Why Are Large Language Models so Terrible at Video Games?
TL;DR
LLMs have failed to improve at video games despite rapid progress elsewhere – a rare exception: Gemini 2.5 Pro beat Pokémon Blue in May 2025.
Key Points
- That win came with caveats: far slower than a human player, bizarre repetitive mistakes, and reliance on custom scaffolding software.
- Julian Togelius, director of NYU's Game Innovation Lab and co-founder of AI testing firm Modl.ai, examined these limitations in a recent paper.

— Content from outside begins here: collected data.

PR #182, opened 2023-12-14
fix(@clack/core): keyboard input not working after await in spinner

### LINKED ISSUE #176: [Bug]
**Environment**

- OS: Windows
- Node Version: v18.17.1
- Package: @clack/prompts
- Package Version: v0.7.0]

**Describe the bug**
After updating to the latest version, prompt behavior has changed after awaiting spinner. The await line between spinner start and stop is causing issues with the second following prompt, where it does not respond to any key input (like arrow keys or even Ctrl-C), only the [Enter] key, which then "activates" the normal behavior, but creates a duplicate of the first option.
With the await line commented out, everything works as expected.
The prompt order does not matter, the second one is always effected.
```
│
◇  Test anyway?
│  Yes
│
◆  test
│  ◻ A (hint A)
│  ◻ A
│  ◻ B (hint B)
│  ◻ C
└
```
```
◇  test
│  B
│
◆  Test anyway?
│  ● Yes / ○ No
│  ○ Yes / ● No
```

**To Reproduce**

- Using the following code:
```js
  const sp = p.spinner();
  sp.start("start");
  await setTimeout(2000);
  sp.stop("stop");

  const y = await p.confirm({
    message: "Test anyway?",
  });

  const x = await p.multiselect({
    message: "test",
    options: [
      { value: "a", label: "A", hint: "hint A" },
      { value: "b", label: "B", hint: "hint B" },
      { value: "c", label: "C", hint: "hint C" },
    ],
    required: false,
  });
```

**Expected behavior**
To be able to navigate from prompt to prompt using the keyboard, and use Ctrl-C to quit.

Mist3rBru:
Fix #176 

## Description
The issue occurred on Windows, when the await line between the spinner start and stop was present, causing the second following prompt to be unresponsive to key inputs (e.g., arrow keys or Ctrl-C), except for the [Enter] key. Additionally, this resulted in the duplication of the first option.

## Solution 
The solution is identify when it is running on Windows and do not change terminal's mode
```ts
if (input.isTTY && !isWindows) input.setRawMode(false);
```

### Tested Environment:

OS: Windows, Ubuntu
Node Version: v18.17.1
Package: @clack/prompts
Package Version: v0.7.0

## Snippet to Reproduce
```ts
const sp = p.spinner();
sp.start("start");
await setTimeout(2000);
sp.stop("stop");

const y = await p.confirm({
  message: "Test anyway?",
});

const x = await p.multiselect({
  message: "test",
  options: [
    { value: "a", label: "A", hint: "hint A" },
    { value: "b", label: "B", hint: "hint B" },
    { value: "c", label: "C", hint: "hint C" },
  ],
  required: false,
});
```

### DIFF
--- a/packages/core/src/utils.ts
+++ b/packages/core/src/utils.ts
@@ -4,6 +4,8 @@ import { stdin, stdout } from 'node:process';
 import * as readline from 'node:readline';
 import { cursor } from 'sisteransi';
 
+const isWindows = globalThis.process.platform.startsWith('win');
+
 export function block({
 	input = stdin,
 	output = stdout,
@@ -40,7 +42,9 @@ export function block({
 	return () => {
 		input.off('keypress', clear);
 		if (hideCursor) process.stdout.write(cursor.show);
-		if (input.isTTY) input.setRawMode(false);
+
+		// Prevent Windows specific issues: https://github.com/natemoo-re/clack/issues/176
+		if (input.isTTY && !isWindows) input.setRawMode(false);
 
 		// @ts-expect-error fix for https://github.com/nodejs/node/issues/31762#issuecomment-1441223907
 		rl.terminal = false;
--- a/.changeset/olive-walls-clean.md
+++ b/.changeset/olive-walls-clean.md
@@ -1,0 +1,5 @@
+---
+'@clack/core': patch
+---
+
+fix(@clack/core): keyboard input not working after await in spinner


lucas-zimerman:
that indeed fixes the issues, I just wonder why it only affects the second

lucas-zimerman:
We actually don't need `input.setRawMode`
The thing is that clear here is being used for two flows  (exiting the program if ctrl-c is pressed and clearing the line) instead of one (clearing  the line).

On linux, `SIGINT` should be triggered so we can hook to it (I'll have to check it)

I'll add my suggestions on separated lines so that it can be marked as solved if implemented or discuss specifics parts of the suggestion.

packages/core/src/utils.ts
```diff
@@ -40,7 +42,9 @@ export function block({
 	return () => {
 		input.off('keypress', clear);
 		if (hideCursor) process.stdout.write(cursor.show);
-		if (input.isTTY) input.setRawMode(false);
```
lucas-zimerman, line 43: I would recommend removing both references to `input.setRawMode` since it it's not required for clearing the screen and checking for sigint.

packages/core/src/utils.ts
```diff
@@ -40,7 +42,9 @@ export function block({
 	return () => {
 		input.off('keypress', clear);
```
lucas-zimerman, line 43: I would suggest to rename the const `clear` to `sigintOrClear` so it reads that this functions does more than just clearing the screen

Lms24:
Hey @natemoo-re friendly bump: any chance this PR could get reviewed and merged in?

natemoo-re (approved):
Thank you for the fix and thanks for your patience!

rorry121:
Any news？When will a new version be released? @natemoo-re

Issue #36, opened 2023-02-14
[feature]: @clack/prompts support for many different themes, variants, and colors


cpreston321:
**Is your feature request related to a problem? Please describe.**

No

**Describe the solution you'd like**

Since prompts is super nice it would be since to see a way to either change the `theme` of the prompts either containing theme within another repo that has those theme, but since prompts is on color and preset of `icons` you could create a way to customize the colors through config or maybe some type of system that can define these as a variant or theme. Since `prompts ` is more a granular term but could be perceived as an all in one alternative solution for CLI prompts.

**Describe alternatives you've considered**

N/A

**Additional context**

I would like to discuss more here but it's an idea. Even though `@clack/prompts` is a wrapper for `core` I foresee it being bigger package that is built off of core that can include many handy utils, functions, and prompts. Maybe it's the wrong package for it. I am kinda thinking of variants like `astro-theme`, `clack-theme` and these will drive icons, styles etc.

natemoo-re:
I like this idea a lot and have similar thoughts. I haven't really sketched it out yet, but totally agree that theming would be a really powerful feature.

If you have any API ideas I'm all ears!

cpreston321:
I think theming can go many ways like if you want the theme layer to be at the `core` package and have a class that can drive themes. The could potentially be the base point that then, you can extend it within prompts that will create a bigger theme for prompts and then add custom variants/themes to inputs that was wrapped within prompts.

The only problem with injecting a theme within core is that you will have multiple prompts with the same config. So goes back to whats the best way to apply global settings that will look at the applied settings. You could possibly use `unjs/c12` smart configuration loader from the root of the directory. To then load a config file of your choice to then drive global configuration. Or it could be at the core level but since this is a CLI root doesn't seem bad to have something at the root level config that can drive settings.

kevinwolfcr:
@natemoo-re I think you could benefit from the NodeJS's [`AsyncLocalStorage`](https://nodejs.org/api/async_hooks.html#class-asynclocalstorage) class, and use something like React Context to propagate the user-defined theme through all the prompts. So the API could be something like this:

```ts
import { run } from `@clack/prompts`

run(async () => {
  // your cli code here...
}, { theme: someThemeConfig, onCancel: someCustomCancelHandling })
```

pi0:
[...]

PR #212, opened 2024-12-02
feat(@clack/prompts): configurable colors

hazycora:
A partial implementation of #36.

I'm sure the maintainers likely have their own ideas for how this could work instead. I've made this _for my own use_ until #36 is resolved, but just on the off-chance my approach is okay with the maintainers here I thought I'd try submitting it as a PR. Fully understand if this approach isn't preferred :) It's highly customisable to an extent that could be seen as unnecessary, lol.

Colors for specific contexts are defined in a `config.colors` exported object, which users of the library can edit. If, for instance, you wanted to replace all uses of green in the default theme with magenta, you could do this:

```ts
import * as p from '@clack/prompts'

p.config.colors.symbol.submit = 'magenta'
p.config.colors.log.success = 'magenta'
p.config.colors.log.step = 'magenta'
p.config.colors.radio.active = 'magenta'
p.config.colors.checkbox.selected = 'magenta'
p.config.colors.key.active = ['inverse', 'bgMagenta', 'gray']
```

I've used a config object instead of just having an object for the colors themselves, in case more was configurable in the future, like the symbols used for various things.

### DIFF
--- a/packages/prompts/src/index.ts
+++ b/packages/prompts/src/index.ts
@@ -8,10 +8,11 @@ import {
 	SelectKeyPrompt,
 	SelectPrompt,
 	State,
-	TextPrompt
+	TextPrompt,
 } from '@clack/core';
 import isUnicodeSupported from 'is-unicode-supported';
 import color from 'picocolors';
+import { Colors } from 'picocolors/types';
 import { cursor, erase } from 'sisteransi';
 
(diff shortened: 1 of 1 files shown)


43081j:
we're going to solve this another way by having a `theme`, so im going to close this

thank you for the help still 🙏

- Games demand real-time decisions, spatial reasoning, and long-horizon planning – precisely the areas where current language models fall short.
Nauti's Take
The Pokémon Blue win sounds impressive until you read that the model was slower than a first-grader with a Game Boy and kept repeating the same mistakes. That is not a breakthrough – it is a well-documented failure with an asterisk.
Togelius is right: LLMs are text machines optimized for token probabilities, not game objectives. Spatial memory, long-horizon state tracking, reactive decision-making – these are not problems you solve by adding more parameters.
Anyone expecting GPT-5 to simply get better at games is missing the point entirely.
Context
Video games are considered an ideal testbed for general AI capability because they combine clear rules, measurable progress, and complex decision spaces. The fact that LLMs barely improve here despite massive investment points to fundamental architectural gaps – not a benchmark issue, but a structural one. For the industry, this matters: anyone building on LLMs for autonomous game testing or NPC control needs to understand these limits.